§ **Excerpted data**
PR #826, opened 2026-06-03
fix(skill-paths): resolve ${CLAUDE_SKILL_DIR} paths to ./ for GitHub browse view

jeremylongshore:
## Summary

Federico Sapuppo reported via LinkedIn DM (2026-05-28) that SKILL.md files across the repo use `${CLAUDE_SKILL_DIR}/...` path references that don't resolve when browsing the GitHub source. The targeted files DO exist on disk, but a browser-visiting user can't click through or copy a working path. The example he cited was `soc2-audit-helper` but the pattern is widespread.

## The fix

Replace the variable form with relative paths everywhere it's used as a path. Works for both audiences:

- **GitHub browse view:** `./references/foo.md` is human-readable and the path resolves correctly relative to the SKILL.md file viewer.
- **Claude runtime:** when reading a SKILL.md, the working-directory context IS the skill directory, so `./references/foo.md` resolves to `<skill-dir>/references/foo.md` (canonical Anthropic spec).

## Transforms applied

| Before | After | Count |
|---|---|---|
| `${CLAUDE_SKILL_DIR}/../` | `../` | 7 |
| `${CLAUDE_SKILL_DIR}/` | `./` | 1,200 |
| bare `${CLAUDE_SKILL_DIR}` (no trailing `/`) | **preserved** — teaching-concept docs | 9 |

## What's NOT changed

Bare `${CLAUDE_SKILL_DIR}` (no trailing `/`) is preserved in 9 files where the variable is referenced as a teaching concept, not used as a path:

- `plugins/skill-enhancers/skill-creator/**` — docs that explain the path-variable spec to skill authors
- `plugins/saas-packs/claude-pack/skills/clade-reference-architecture/**` — reference architecture docs
- `plugins/crypto/market-price-tracker/skills/tracking-crypto-prices/ARD.md` — guidance about using the variable

These are documentation about Anthropic's path-variable spec itself, not unresolved paths.

## Verification

Before the change, Federico's example file rendered as:

```markdown
See `${CLAUDE_SKILL_DIR}/references/implementation.md` for the six-phase implementation guide.
```

After:

```markdown
See `./references/implementation.md` for the six-phase implementation guide.
```

Browse-view test: viewing `plugins/security/soc2-audit-helper/skills/assisting-with-soc2-audit-preparation/SKILL.md` on GitHub now shows readable relative paths a contributor can copy and trace.

## Test plan

- [ ] View any SKILL.md in `plugins/security/`, `plugins/saas-packs/`, or `plugins/skill-enhancers/` on github.com and confirm `${CLAUDE_SKILL_DIR}/` no longer appears in prose path references.
- [ ] Spot-check that bare `${CLAUDE_SKILL_DIR}` (no trailing slash) still appears in `plugins/skill-enhancers/skill-creator/skills/skill-creator/SKILL.md` where it's documenting the spec.
- [ ] Run any one of the affected skills to confirm Claude's path resolution still works (e.g., `soc2-audit-helper`).

## Scope: 266 files, 1,207 path replacements

Touches every skill pack that adopted the `${CLAUDE_SKILL_DIR}` pattern: security pack (soc2-audit-helper, etc.), saas-packs (40+ vendor packs), ai-ml, skill-enhancers, crypto, testing, productivity, governance. Generated content (`marketplace/src/data/skills-catalog.json`) is not touched because it's regenerated from source SKILL.md files at build time.

- Jeremy Longshore
intentsolutions.io

### DIFF
--- a/plugins/ai-agency/shipwright/package.json
+++ b/plugins/ai-agency/shipwright/package.json
@@ -1,6 +1,6 @@
 {
   "name": "@intentsolutionsio/shipwright",
-  "version": "1.0.1",
+  "version": "1.0.2",
   "description": "Describe your app in plain English — Shipwright builds, tests, and deploys it autonomously via a 9-phase pipeline.",
   "keywords": [
     "app-builder",
--- a/plugins/ai-agency/shipwright/skills/shipwright-pipeline/SKILL.md
+++ b/plugins/ai-agency/shipwright/skills/shipwright-pipeline/SKILL.md
@@ -84,4 +84,4 @@ Shipwright converts a plain-English app description into a fully built, tested, 
 
 - [Shipwright on GitHub](https://github.com/Wynelson94/shipwright)
 - [product-agent on PyPI](https://pypi.org/project/product-agent/)
-- See `${CLAUDE_SKILL_DIR}/references/examples.md` for usage examples.
+- See `./references/examples.md` for usage examples.
--- a/plugins/ai-ml/ai-sdk-agents/package.json
+++ b/plugins/ai-ml/ai-sdk-agents/package.json
@@ -1,6 +1,6 @@
 {
   "name": "@intentsolutionsio/ai-sdk-agents",
-  "version": "1.0.3",
+  "version": "1.0.4",
   "description": "Multi-agent orchestration with AI SDK v5 - handoffs, routing, and coordination for any AI provider (OpenAI, Anthropic, Google)",
   "keywords": [
     "ai-sdk",
--- a/plugins/ai-ml/ai-sdk-agents/skills/orchestrating-multi-agent-systems/SKILL.md
+++ b/plugins/ai-ml/ai-sdk-agents/skills/orchestrating-multi-agent-systems/SKILL.md
@@ -47,7 +47,7 @@ Design and implement multi-agent systems using AI SDK v5 with structured handoff
 9. Implement circuit breakers and timeout guards to prevent workflow deadlocks
 10. Test each agent in isolation, then validate end-to-end handoff chains with representative inputs
 
-See `${CLAUDE_SKILL_DIR}/references/implementation.md` for the detailed implementation guide.
+See `./references/implementation.md` for the detailed implementation guide.
 
 ## Output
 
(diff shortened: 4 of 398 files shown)


jeremylongshore:
Documenting why this one's on hold before it merges — and the shape the fix should take.

Context: this came from Federico Sapuppo flagging (via LinkedIn) that `${CLAUDE_SKILL_DIR}/…` renders as dead text when you browse a SKILL.md on GitHub — you can't click it or copy a working path. That's a real papercut and a good catch.

The snag is that `${CLAUDE_SKILL_DIR}` does **two different jobs**, and they need different treatment:

**1. Doc / reference links** (`${CLAUDE_SKILL_DIR}/references/foo.md`, assets, examples) → these *should* become plain relative paths. That's exactly what the open standard prescribes — AgentSkills.io shows `[the reference guide](references/REFERENCE.md)` and `scripts/extract.py` as bare relative paths from the skill root ([agentskills.io/specification](https://agentskills.io/specification) → "File references"). Converting these makes us *more* spec-compliant.

**2. Script execution** (`python ${CLAUDE_SKILL_DIR}/scripts/foo.py`, `bash …/scripts/foo.sh`) → these need to **keep** the variable. When Claude executes a bundled script the working directory isn't guaranteed to be the skill folder, so `./scripts/foo.py` can resolve to the wrong place and fail. That's the entire reason the variable exists, per the Claude Code docs: *"Use this in bash injection commands to reference scripts or files bundled with the skill, regardless of the current working directory"* ([code.claude.com/docs/en/skills](https://code.claude.com/docs/en/skills) — the `${CLAUDE_SKILL_DIR}` substitution row + the `python3 ${CLAUDE_SKILL_DIR}/scripts/visualize.py` example).

As it stands, this pass converts both: it turned ~295 `python ${CLAUDE_SKILL_DIR}/scripts/…` calls into `python ./scripts/…`, which would break those skills at runtime (e.g. `arbitrage-opportunity-finder`).

**The version that lands clean:** convert the doc/reference links to relative, but leave `${CLAUDE_SKILL_DIR}` anywhere a command actually executes a script (`/scripts/`, `/bin/`, fenced bash blocks). Same browse-ability win, zero runtime breakage. Holding this PR until it's scoped that way; full credit to Federico for surfacing it.

- Jeremy Longshore
intentsolutions.io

§ **What to do**
Only the lines above from the one with "your app in" through the one with "-84,4 +84,4 @@" should be duplicated, character for character.

§ **Exercise solution**
   "description": "Describe your app in plain English — Shipwright builds, tests, and deploys it autonomously via a 9-phase pipeline.",
   "keywords": [
     "app-builder",
--- a/plugins/ai-agency/shipwright/skills/shipwright-pipeline/SKILL.md
+++ b/plugins/ai-agency/shipwright/skills/shipwright-pipeline/SKILL.md
@@ -84,4 +84,4 @@ Shipwright converts a plain-English app description into a fully built, tested, 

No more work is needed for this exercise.